* Input data:

= = = =

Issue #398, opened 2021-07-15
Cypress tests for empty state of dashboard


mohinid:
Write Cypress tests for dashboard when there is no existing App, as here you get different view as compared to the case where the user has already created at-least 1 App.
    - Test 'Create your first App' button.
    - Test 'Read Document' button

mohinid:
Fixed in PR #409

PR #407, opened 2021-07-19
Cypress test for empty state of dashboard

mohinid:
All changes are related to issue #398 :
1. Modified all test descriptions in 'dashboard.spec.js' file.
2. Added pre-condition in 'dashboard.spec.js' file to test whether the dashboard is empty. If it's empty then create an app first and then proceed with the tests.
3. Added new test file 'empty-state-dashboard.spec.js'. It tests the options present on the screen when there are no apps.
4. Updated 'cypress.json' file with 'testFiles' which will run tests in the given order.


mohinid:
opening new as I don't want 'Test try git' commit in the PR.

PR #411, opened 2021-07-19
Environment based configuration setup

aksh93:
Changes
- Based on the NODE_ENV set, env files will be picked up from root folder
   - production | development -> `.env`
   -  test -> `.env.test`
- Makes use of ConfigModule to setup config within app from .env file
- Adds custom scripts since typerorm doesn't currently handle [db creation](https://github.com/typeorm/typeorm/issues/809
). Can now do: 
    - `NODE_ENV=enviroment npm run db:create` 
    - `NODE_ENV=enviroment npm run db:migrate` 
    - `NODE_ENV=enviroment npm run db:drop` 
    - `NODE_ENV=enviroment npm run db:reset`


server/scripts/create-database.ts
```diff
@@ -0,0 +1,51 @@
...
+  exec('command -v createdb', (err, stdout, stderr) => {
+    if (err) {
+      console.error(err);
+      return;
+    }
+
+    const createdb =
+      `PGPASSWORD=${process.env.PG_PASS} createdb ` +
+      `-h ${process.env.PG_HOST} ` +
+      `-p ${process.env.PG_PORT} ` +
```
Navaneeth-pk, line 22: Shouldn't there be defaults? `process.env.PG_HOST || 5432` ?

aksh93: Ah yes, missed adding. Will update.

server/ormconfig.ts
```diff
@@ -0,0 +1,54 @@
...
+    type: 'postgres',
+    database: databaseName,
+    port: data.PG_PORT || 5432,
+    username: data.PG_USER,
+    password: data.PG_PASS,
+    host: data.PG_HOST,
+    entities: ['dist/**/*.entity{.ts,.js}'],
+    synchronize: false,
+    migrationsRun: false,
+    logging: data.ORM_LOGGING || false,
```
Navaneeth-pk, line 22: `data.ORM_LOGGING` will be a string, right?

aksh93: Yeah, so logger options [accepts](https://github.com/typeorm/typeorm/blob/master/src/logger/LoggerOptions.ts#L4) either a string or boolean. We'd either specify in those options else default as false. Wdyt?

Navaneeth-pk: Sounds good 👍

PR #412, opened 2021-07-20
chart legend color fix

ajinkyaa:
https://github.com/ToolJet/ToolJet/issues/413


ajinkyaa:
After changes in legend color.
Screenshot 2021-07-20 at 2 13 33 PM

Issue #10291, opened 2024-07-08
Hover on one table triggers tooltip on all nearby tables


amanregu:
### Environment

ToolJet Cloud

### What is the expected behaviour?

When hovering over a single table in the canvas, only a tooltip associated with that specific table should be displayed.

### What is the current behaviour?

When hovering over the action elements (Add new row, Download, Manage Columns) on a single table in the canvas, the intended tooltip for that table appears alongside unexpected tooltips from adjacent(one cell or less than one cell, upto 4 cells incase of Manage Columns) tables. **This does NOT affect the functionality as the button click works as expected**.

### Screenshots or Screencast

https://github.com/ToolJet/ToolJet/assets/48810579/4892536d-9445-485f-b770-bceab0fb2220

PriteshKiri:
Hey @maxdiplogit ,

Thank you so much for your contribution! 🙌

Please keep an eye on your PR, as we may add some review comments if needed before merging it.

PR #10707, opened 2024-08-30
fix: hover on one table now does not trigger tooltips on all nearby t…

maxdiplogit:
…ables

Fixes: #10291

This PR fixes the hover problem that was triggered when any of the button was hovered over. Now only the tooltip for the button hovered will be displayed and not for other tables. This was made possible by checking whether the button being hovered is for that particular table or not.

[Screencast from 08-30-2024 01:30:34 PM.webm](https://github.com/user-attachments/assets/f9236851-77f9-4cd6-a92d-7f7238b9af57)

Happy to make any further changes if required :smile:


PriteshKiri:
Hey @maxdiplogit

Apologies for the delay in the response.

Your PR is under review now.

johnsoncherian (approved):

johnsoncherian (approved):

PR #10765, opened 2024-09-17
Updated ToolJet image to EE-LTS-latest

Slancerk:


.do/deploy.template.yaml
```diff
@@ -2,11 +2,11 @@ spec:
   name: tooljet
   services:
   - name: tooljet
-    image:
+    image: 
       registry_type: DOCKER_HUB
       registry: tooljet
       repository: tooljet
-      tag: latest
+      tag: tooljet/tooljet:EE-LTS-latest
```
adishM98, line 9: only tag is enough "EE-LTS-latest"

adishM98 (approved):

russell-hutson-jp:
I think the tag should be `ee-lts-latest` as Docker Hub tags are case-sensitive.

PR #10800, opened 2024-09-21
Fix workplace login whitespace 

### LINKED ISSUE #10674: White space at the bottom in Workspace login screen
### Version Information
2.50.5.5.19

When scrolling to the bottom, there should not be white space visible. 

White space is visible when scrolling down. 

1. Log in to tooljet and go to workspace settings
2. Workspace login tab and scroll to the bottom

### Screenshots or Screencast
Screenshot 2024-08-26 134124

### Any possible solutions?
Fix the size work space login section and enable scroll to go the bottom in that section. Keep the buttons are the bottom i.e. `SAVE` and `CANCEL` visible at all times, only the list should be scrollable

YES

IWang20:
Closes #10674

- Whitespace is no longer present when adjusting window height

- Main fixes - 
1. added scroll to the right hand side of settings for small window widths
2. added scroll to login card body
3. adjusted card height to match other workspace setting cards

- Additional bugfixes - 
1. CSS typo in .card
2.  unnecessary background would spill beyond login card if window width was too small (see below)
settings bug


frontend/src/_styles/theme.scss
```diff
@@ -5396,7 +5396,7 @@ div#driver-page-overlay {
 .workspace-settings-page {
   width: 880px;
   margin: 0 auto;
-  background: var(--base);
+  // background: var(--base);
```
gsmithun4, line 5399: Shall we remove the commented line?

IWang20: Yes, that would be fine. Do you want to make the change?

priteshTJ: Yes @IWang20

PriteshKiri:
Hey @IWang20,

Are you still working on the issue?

= = = =

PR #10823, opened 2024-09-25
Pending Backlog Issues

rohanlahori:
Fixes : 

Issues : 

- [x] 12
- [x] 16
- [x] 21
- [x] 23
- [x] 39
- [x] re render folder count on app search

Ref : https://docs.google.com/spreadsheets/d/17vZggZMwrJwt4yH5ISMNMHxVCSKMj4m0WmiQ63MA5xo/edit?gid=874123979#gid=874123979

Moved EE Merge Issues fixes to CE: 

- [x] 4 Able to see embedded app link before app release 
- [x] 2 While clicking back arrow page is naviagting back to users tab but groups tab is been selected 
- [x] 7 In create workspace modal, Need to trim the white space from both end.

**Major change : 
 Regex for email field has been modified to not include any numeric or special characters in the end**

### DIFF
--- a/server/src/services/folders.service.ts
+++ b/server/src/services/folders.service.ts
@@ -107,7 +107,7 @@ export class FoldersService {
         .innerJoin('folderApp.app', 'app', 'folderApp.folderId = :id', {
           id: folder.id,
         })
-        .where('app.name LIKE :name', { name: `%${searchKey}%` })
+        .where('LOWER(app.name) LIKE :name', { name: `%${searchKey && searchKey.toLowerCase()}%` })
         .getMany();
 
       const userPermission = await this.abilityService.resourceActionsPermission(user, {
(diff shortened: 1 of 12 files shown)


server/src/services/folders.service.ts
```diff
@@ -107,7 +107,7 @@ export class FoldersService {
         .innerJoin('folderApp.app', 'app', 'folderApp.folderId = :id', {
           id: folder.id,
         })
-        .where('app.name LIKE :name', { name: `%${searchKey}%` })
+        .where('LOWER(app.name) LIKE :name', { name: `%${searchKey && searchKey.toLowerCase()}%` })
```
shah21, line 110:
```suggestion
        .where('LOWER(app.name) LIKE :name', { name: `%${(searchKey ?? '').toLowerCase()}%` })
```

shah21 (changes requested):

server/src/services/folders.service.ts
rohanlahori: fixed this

= = = =

* Work to be completed:
Look through the material for "background". Copy each line that has it.

* Solution:
2.  unnecessary background would spill beyond login card if window width was too small (see below)
-  background: var(--base);
+  // background: var(--base);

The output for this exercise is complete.